Build Agents to the rescue
Revisiting our scripts above then, the task before us is straightforward. We just need to wrap the operations in a yaml that defines a new pipeline / workflow and set a schedule. Run it hourly, daily whatever. There will be auth tokens already available to us to add to the command, or better yet even a wrapper task pre-built for your system. Continuing with the ADO example, the PR automation could look like this:
1
2
3
4
5
6
7
8
9
10
11
12
13
14
15
16
17
18
19
20
21
22
23
24
25
26
27
28
trigger: none
schedules:
- cron: '0 0 * * *'
displayName: Nightly old PR purge
branches:
include:
- main
always: true
pool: ubuntu-latest
steps:
- task: AzureCLI@2
inputs:
azureSubscription: 'Your existing dev-test sub here'
scriptType: 'pscore'
inlineScript: |
$prs = az repos pr list `
--org https://dev.azure.com/myorg `
--project MyProject `
--repository FooBar `
| ConvertFrom-Json -AsHashTable
$stalePrs = ($prs | Where-Object {
$_.creationDate -lt (Get-Date).AddDays(-30)
}).pullRequestId
$stalePrs | ForEach-Object { az repos pr update --id $_ --status abandoned }
Increasing complexity
There’s really no limit to what you can accomplish with this type of system. My most recent application was to solve a classic example of big corporate nonsense. Microsoft, like other big tech companies, has massive internal only engineering systems for building its biggest projects. These systems are bespoke, they expect you to onboard a very specific way using very specific tools.
As a part of Azure Boost, there’s a new system with 1st class support for rust. But it’s only meant for managing builds related to the hyper specific custom hardware embedded target that is the Azure Boost hardware. The existing systems for our existing software don’t support rust natively yet. We want to write our code once and have it work in both worlds. We also want all the benefits of using open source standard tooling, so anything we add on should be a compatibility layer for CI, it should never impact the local dev loop experience.

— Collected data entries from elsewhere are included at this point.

PR #311, opened 2017-08-04
Import Themes

rossjones:
When importing legacy datasets, this PR will attach a reference to an entry in the Theme
table so that we don't lose data.  We won't be displaying this anywhere right now though.

Some datasets don't have themes, in which case this will be nil.

The default themes are created in db:seed so this will need to be run for themes to be
created before import, otherwise there will be no theme references.

### DIFF
--- a/app/models/dataset.rb
+++ b/app/models/dataset.rb
@@ -17,6 +17,7 @@ class Dataset < ApplicationRecord
   before_save :set_uuid
 
   belongs_to :organisation
+  belongs_to :theme, optional: true
   has_many :links
   has_many :docs
   has_one :inspire_dataset
--- a/app/models/dataset.rb
+++ b/app/models/dataset.rb
@@ -18,6 +18,8 @@ class Dataset < ApplicationRecord
 
   belongs_to :organisation
   belongs_to :theme, optional: true
+  belongs_to :secondary_theme, optional: true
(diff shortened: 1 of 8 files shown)


app/models/dataset.rb
```diff
@@ -17,6 +17,7 @@ class Dataset < ApplicationRecord
   before_save :set_uuid
 
   belongs_to :organisation
+  belongs_to :theme, optional: true
```
govuklaurence: is there a case where something can belong in multiple themes?

db/migrate/20170804132655_add_theme_field_to_dataset.rb
```diff
@@ -0,0 +1,6 @@
+class AddThemeFieldToDataset < ActiveRecord::Migration[5.1]
+  def change
+    add_column :datasets, :theme_id, :integer
+  end
+end
+
```
govuklaurence: extra space

rossjones: Fixed.

app/models/dataset.rb
rossjones: Yes. Some, as a secondary-theme.  Will add them, not sure why I forgot.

One issue we had to solve with 2 systems is that they didn’t have a way to invoke cargo nor to download crates (be it from our crates.io mirror or from our internal registries). The initial solution? Vendoring the crates. This was a nightmare. Millions of extra lines in the repo, massive PR diffs, lower security / audibility, and lots of false positive compliance tickets being created. A less bad, but still painful alternative was people could vendor, wrap that output in a nuget package, and upload that. This had size limit issues + manual steps.
Having grown tired of this, I used build agents for an ugly, yet wonderful workaround. The build agent runs every 10 minutes. It has a list of registries it’s responsible for mirroring. It uses ADO API calls to determine any deltas. If any are found, the crates are downloaded. The raw .crate
file and an extracted “pre-vendored” version are added to a nugget package by the name <source_feed>.<crate_name>
and version number matching that of the crate. These are uploaded to a new mirror feed that existing source feeds can take as an upstream.
Is it a bit derpy? You bet. Was it super easy to set up in spare time over a few days? Also yes. Does it work? Perfectly.
Now, in our other repos our bootstrap scripts assert if they’re in related CI builds. If so, they can source the crates from these nuget dependencies (which are added to those files automatically as git hooks based on rust lock files). Then either the .crate
files can be placed in the cargo home registry cache or a vendor folder can be generated symlinking against each pre-extracted crate.
I know this isn’t an example of a “good solution”. It will be killed off when first class support for rust arrives in the two internal ES systems we’re dependent on. But, at extremely low cost it has solved many problems, at scale, within Azure. There are hundreds of engineers no longer facing these day to day inefficiencies. Millions of lines of sketchy, impossible to review diffs have been cut out of repositories. And it was only feasible because build agents were available as a low development and ongoing cost way to automatically create the necessary mirrors for all crates used within the organization.